_Records to use_
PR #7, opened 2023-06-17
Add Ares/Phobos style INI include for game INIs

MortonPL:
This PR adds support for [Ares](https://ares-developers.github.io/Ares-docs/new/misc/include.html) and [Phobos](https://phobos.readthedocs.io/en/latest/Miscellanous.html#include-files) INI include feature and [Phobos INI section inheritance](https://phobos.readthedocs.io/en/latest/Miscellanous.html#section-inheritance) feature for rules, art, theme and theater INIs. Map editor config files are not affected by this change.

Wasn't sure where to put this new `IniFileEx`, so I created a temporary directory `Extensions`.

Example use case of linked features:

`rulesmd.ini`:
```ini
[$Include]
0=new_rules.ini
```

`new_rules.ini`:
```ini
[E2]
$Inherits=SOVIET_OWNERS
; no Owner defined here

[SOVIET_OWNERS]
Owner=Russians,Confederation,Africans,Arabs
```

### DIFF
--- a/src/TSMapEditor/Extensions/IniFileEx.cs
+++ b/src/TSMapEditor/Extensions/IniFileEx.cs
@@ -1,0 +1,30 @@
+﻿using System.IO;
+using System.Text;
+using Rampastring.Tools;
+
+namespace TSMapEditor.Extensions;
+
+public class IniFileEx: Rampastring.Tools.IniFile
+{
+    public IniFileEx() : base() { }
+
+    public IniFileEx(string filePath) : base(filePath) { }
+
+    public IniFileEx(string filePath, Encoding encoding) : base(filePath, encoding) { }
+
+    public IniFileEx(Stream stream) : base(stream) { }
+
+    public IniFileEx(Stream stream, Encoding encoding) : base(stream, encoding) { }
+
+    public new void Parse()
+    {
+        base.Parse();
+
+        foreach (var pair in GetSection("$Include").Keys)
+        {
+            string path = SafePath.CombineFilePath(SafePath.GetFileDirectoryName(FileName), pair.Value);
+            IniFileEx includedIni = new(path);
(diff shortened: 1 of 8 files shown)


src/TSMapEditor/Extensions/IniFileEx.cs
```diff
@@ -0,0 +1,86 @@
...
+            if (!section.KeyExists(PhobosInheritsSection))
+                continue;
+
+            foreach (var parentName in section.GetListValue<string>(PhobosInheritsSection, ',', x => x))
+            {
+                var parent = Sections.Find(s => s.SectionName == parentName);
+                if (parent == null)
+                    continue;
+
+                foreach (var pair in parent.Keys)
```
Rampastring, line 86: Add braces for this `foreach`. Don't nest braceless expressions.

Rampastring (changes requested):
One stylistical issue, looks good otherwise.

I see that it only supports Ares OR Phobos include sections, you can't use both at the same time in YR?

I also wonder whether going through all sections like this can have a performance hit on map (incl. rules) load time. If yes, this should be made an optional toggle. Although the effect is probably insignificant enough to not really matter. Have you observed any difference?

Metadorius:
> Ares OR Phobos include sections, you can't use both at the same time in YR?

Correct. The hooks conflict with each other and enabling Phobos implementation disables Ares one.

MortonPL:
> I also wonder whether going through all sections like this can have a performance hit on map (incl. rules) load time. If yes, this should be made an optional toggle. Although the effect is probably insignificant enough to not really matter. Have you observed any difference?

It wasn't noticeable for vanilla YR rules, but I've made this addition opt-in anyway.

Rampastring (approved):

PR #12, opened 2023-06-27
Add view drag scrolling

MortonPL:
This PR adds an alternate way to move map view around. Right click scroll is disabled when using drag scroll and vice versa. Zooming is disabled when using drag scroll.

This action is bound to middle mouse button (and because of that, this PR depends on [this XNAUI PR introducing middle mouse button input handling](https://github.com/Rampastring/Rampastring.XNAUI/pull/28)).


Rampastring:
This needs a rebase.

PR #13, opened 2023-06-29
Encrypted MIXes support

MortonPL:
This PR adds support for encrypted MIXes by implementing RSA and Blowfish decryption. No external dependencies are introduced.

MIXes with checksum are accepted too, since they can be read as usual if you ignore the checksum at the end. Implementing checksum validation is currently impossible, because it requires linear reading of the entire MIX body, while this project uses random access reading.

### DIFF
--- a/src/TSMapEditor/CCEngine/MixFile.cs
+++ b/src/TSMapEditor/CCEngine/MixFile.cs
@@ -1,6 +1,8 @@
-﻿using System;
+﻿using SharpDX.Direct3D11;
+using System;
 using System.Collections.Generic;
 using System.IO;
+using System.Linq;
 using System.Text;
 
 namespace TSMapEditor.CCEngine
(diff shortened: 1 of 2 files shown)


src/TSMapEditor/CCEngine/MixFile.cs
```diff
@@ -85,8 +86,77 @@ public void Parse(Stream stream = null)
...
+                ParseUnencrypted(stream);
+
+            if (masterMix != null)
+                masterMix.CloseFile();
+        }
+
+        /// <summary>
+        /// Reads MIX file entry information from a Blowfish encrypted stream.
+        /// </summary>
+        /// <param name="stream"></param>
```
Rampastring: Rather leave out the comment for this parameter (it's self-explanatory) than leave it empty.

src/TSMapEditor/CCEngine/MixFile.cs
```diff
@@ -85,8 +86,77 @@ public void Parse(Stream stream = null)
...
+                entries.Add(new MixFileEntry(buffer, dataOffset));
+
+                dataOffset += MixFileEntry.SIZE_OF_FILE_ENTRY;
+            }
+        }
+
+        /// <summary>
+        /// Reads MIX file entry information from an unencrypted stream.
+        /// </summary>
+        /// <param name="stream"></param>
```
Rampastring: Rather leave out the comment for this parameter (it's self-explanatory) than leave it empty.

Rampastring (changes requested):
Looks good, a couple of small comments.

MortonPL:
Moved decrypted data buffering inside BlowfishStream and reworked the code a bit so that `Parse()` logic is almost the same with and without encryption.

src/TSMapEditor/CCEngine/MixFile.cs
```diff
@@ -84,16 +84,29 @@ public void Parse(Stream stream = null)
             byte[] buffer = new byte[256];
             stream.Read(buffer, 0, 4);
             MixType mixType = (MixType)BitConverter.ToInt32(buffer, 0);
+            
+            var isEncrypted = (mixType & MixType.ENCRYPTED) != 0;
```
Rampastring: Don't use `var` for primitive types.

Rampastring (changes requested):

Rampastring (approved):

_The task_
Take the entries above and copy out all lines with the string "MixType".

_Task solution_
             MixType mixType = (MixType)BitConverter.ToInt32(buffer, 0);
+            var isEncrypted = (mixType & MixType.ENCRYPTED) != 0;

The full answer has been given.